There has been a selection, and some real hitters are together in the front. Nathan Haas, Adam Blazevic, and Simen Nordahl Svendsen might be the most known names. I have been active and feeling strong, trying to break away, but it hasn’t worked.
We are approaching the second feed zone, and the speed is rather slow.
– Two gels, I loudly ask Hanna, my fiancé, which is serving me bottles.
We are 125 km into the race and our second feed zone. Seeing her on the roadside gives me lots of energy, and it is great to have her supporting me in the deep countryside in Sweden. I throw off my hydration pack, zip up my cycling west and get another bottle of Ryno Power hydration mix – now it’s time to prepare for the final. 70k to go.
I like racing hard and didn’t have the patience in the beginning to conserve energy. The recent weeks I have been traveling up north with Hanna, and my training has been focusing on shorter sessions with more intense work. It has been a mental getaway from the racing and everyday tasks, but also many hours driving on the road.
Now, my legs are starting to feel fatigued. It seems like I lack some endurance training.
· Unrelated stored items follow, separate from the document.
PR #1501, opened 2019-10-28
rename and add doctest 

shellhub:
@cclauss

### DIFF
--- a/maths/find_max.py
+++ b/maths/find_max.py
@@ -10,11 +10,11 @@ def find_max(nums):
     True
     True
     """
-    max = nums[0]
+    max_num = nums[0]
     for x in nums:
-        if x > max:
-            max = x
-    return max
+        if x > max_num:
+            max_num = x
+    return max_num
 
 
 def main():
--- a/maths/find_min.py
+++ b/maths/find_min.py
@@ -1,17 +1,25 @@
-"""Find Minimum Number in a List."""
+def find_min(nums):
+    """
+    Find Minimum Number in a List
+    :param nums: contains elements
+    :return: max number in list
+
+    >>> for nums in ([3, 2, 1], [-3, -2, -1], [3, -3, 0], [3.0, 3.1, 2.9]):
+    ...     find_min(nums) == min(nums)
+    True
+    True
+    True
+    True
+    """
+    min_num = nums[0]
+    for num in nums:
+        if min_num > num:
+            min_num = num
+    return min_num
 
 
 def main():
-    """Find Minimum Number in a List."""
-
-    def find_min(x):
-        min_num = x[0]
-        for i in x:
-            if min_num > i:
-                min_num = i
-        return min_num
-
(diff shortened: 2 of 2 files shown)


maths/find_max.py
```diff
@@ -1,16 +1,21 @@
-# NguyenU
```
cclauss: This file is out of sync with `master`.  There are already doctests on this file:
https://github.com/TheAlgorithms/Python/blob/master/maths/find_max.py#L6

shellhub: @cclauss Please review again!

cclauss:
Please write a https://docs.python.org/3/library/timeit.html that proves that the new implementation is faster than the current implementation.  My bet is that the function and slice overhead means that it is not.

shellhub:
> Please write a https://docs.python.org/3/library/timeit.html that proves that the new implementation is faster than the current implementation. My bet is that the function call and slice overhead means that it is not.

Did you mean below code implementation is slower ?
``` python
    max_num = nums[0]
    for i in range(1, len(nums)):
        if nums[i] > max_num:
            max_num = nums[i]
```

cclauss:
Not sure but that is my _suspicion_ but a timeit test can tell us for sure.

shellhub:
After I tested using 
``` python
def find_max(nums):
    max_num = nums[0]
    for i in range(1, len(nums)):
        if nums[i] > max_num:
            max_num = nums[i]
    return max_num
print(timeit.timeit("find_max([2, 4, 9, 7, 19, 94, 5])", setup="from __main__ import find_max", number=10000))
time: 0.022231400000000002
```

``` python
def find_max(nums):
    max = nums[0]
    for x in nums:
        if x > max:
            max = x
    return max
print(timeit.timeit("find_max([2, 4, 9, 7, 19, 94, 5])", setup="from __main__ import find_max", number=10000))
time: 0.007430200000000005
```

From the result, You are right. Thanks

cclauss:
This is awesome work.  I think we should fill this file with as many different implementations of __find_max()__ as we can think of with timeit tests for each one in an effort to find that fastest pure Python implementation.

How does `print(timeit.timeit("max([2, 4, 9, 7, 19, 94, 5])", number=10000))` perform using the Python builtin?

shellhub:
> print(timeit.timeit("max([2, 4, 9, 7, 19, 94, 5])", number=10000))

`0.004652999999999997` , Very fast

maths/find_min.py
```diff
@@ -1,17 +1,21 @@
-"""Find Minimum Number in a List."""
+def find_min(nums):
+    """
+    Find Minimum Number in a List
+    :param nums: contains elements
+    :return: max number in list
 
+    >>> find_min([1, 3, 5, 7, 9]) == 1
```
cclauss: Let's use the same tests data as find_max.py uses.

shellhub: Updated. Please review again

Maybe also some freshness after the traveling.
We arrived yesterday night, after a five-hour drive from Oslo, with Andreas Ohldieck and his wife, Ann-Elise. We checked in at the race hotel at 9 pm. Twelve hours later, we were racing. Maybe not the ideal preparations, but I am happy to be here.
The course is fast, and the gravel is mostly hard-packed. The gravel has survived the last week’s storm well, but there are quite a lot of water pits still. And the light rain doesn’t help. It’s wet and sometimes slippery. I am on my Felt Carbon Breed with DT Swiss GR1400 wheels set up with Challenge Strade Bianchi 45 mm tires. A wide slick tire that seems to work well on the gravel. They roll fast and give me grip in the corners.
Perry is pushing through one of the trails. My legs are screaming, but it seems all the riders are suffering. I make the split. A few other riders must let go. We are 11 riders left in the front.
165 km and less than 30 km to go. Perry has been the driving force for the last kilometers and tries to make a selection. At one time, I made a break with Perry and Blazevic, which seemed promising, but the others returned to us. I know there will be a new attempt soon, probably the next climb. There is not too much climbing; it’s a flat course, so each hill is marked as a chance to attack.
We have been racing for five hours now, and it’s getting warmer, so I remove my wind vest and put it under my speed jersey. I know the race for the win starts now.
I am in the back of the group as we hit a climb. Then Perry attacks. Again. I know it’s now or never. I have to hang on, but I’m suffering. The Brit, Michael Mottran, is in front of me and can’t hold on. I am caught behind. I manage to pass Michael. Nathan Haas is in front of me. He is accelerating to bridge the cap. Auch! My legs don’t want more; I am getting dropped. Five meters become 10, then 20, then 50.
– Come on, Jonas, don’t give up! I tell myself.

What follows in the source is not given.